### EXERCISE GOAL
All lines in the data bearing the string "public" should be identified and copied.

[EXTRACTED RECORDS Boundary: Start]

PR #4501, opened 2022-08-04
Fix PDB info structure display

xiaoyinl:
Before:
before
After:
after


astrelsky:
This has bothered me forever. I thought it was just a datatype with a hardcoded length.

PR #4513, opened 2022-08-07
Correct PE rich header write method

xiaoyinl:
IMAGE_DANS_SIGNATURE should be XOR'ed with the mask.

### DIFF
--- a/Ghidra/Features/Base/src/main/java/ghidra/app/util/bin/format/pe/RichHeader.java
+++ b/Ghidra/Features/Base/src/main/java/ghidra/app/util/bin/format/pe/RichHeader.java
@@ -111,7 +111,7 @@ public class RichHeader implements StructConverter, Writeable {
 	public void write(RandomAccessFile raf, DataConverter dc) throws IOException {
 
 		if (table != null) {
-			raf.write(dc.getBytes(IMAGE_DANS_SIGNATURE));
+			raf.write(dc.getBytes(IMAGE_DANS_SIGNATURE ^ table.getMask()));
 
 			raf.write(dc.getBytes(table.getMask())); // 0 ^ mask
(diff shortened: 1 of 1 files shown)


ryanmkurtz:
Were you using this `write()` method?  Seems to be unused in the codebase at the moment.

xiaoyinl:
> Were you using this `write()` method? Seems to be unused in the codebase at the moment.

No. I just happened to notice this bug while researching for the root cause of #4514.

ryanmkurtz:
Ok.  Would you mind briefly sharing how you knew that was the correct thing to do (will save me some research time)?

xiaoyinl:
@ryanmkurtz Sure. In another file, RichTable.java, it scans for the DanS magic number by xor'ing every dword with the mask: Line 84 `(dw ^ mask) == RichHeader.IMAGE_DANS_SIGNATURE`

https://github.com/NationalSecurityAgency/ghidra/blob/62be7b1dc50c866eb94888bfef8a4bbb3a7ad26d/Ghidra/Features/Base/src/main/java/ghidra/app/util/bin/format/pe/RichTable.java#L79-L89

You can also verify this by opening any Windows PE files compiled by VS (e.g. https://msdl.microsoft.com/download/symbols/kernelbase.dll/8D5BD3DA379000/kernelbase.dll), and look at the DWORD values at 0x80 (the masked magic number) and 0x84 (the mask). If you XOR them, you get 'DanS' (0x536e6144)

xiaoyinl:
Here is a write-up on the Rich Header: https://www.virusbulletin.com/virusbulletin/2020/01/vb2019-paper-rich-headers-leveraging-mysterious-artifact-pe-format/

ryanmkurtz:
Thanks!

PR #4514, opened 2022-08-07
Correct wrong GCC/VS compiler detection

xiaoyinl:
The GCC's offset to code may not necessarily be 0x1000. This bug causes some GCC compiled binaries mistakenly identified as visual studio binaries.

For example, this hello world exe ([helloworld.zip](https://github.com/NationalSecurityAgency/ghidra/files/9276100/helloworld.zip)) is compiled by gcc 12.1.0

```
C:\Windows\System32>gcc.exe --version
gcc.exe (Rev3, Built by MSYS2 project) 12.1.0
```
Its entry code is at 0x14d0:
address

Before:
before

After:
after


xiaoyinl:
fixed by 417b784e27964cea6f5e8420d04e06cd437b9f06

PR #4520, opened 2022-08-09
Demangle all gcc compiled files including PE files

xiaoyinl:
Currently gcc compiled Windows PE files are not demangled by the GNU demangler. This issue will be fixed after both #4514 and this PR are merged.

Before:
before gnu demangler

After:
after gnu


astrelsky:
While it might be a bit confusing the "Visual Studio" compiler is the only one which will add "windows" to the compiler spec id. 

image

image


image


I think it is more appropriate to flip the logic and just default to true.
```java
if (specId.toLowerCase().contains("windows")) {
    return false;
}

return true;
```

xiaoyinl:
fixed by 25a306b93b034afdbcd34128ae0bb60748ad5c19

PR #4531, opened 2022-08-16
Don't mark class methods as noreturn

### LINKED ISSUE #2130: Function '_exit' within namespace auto marked as noreturn
**Describe the bug**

[EXTRACTED RECORDS Boundary: End]

### EXERCISE SOLUTION
@@ -111,7 +111,7 @@ public class RichHeader implements StructConverter, Writeable {
 	public void write(RandomAccessFile raf, DataConverter dc) throws IOException {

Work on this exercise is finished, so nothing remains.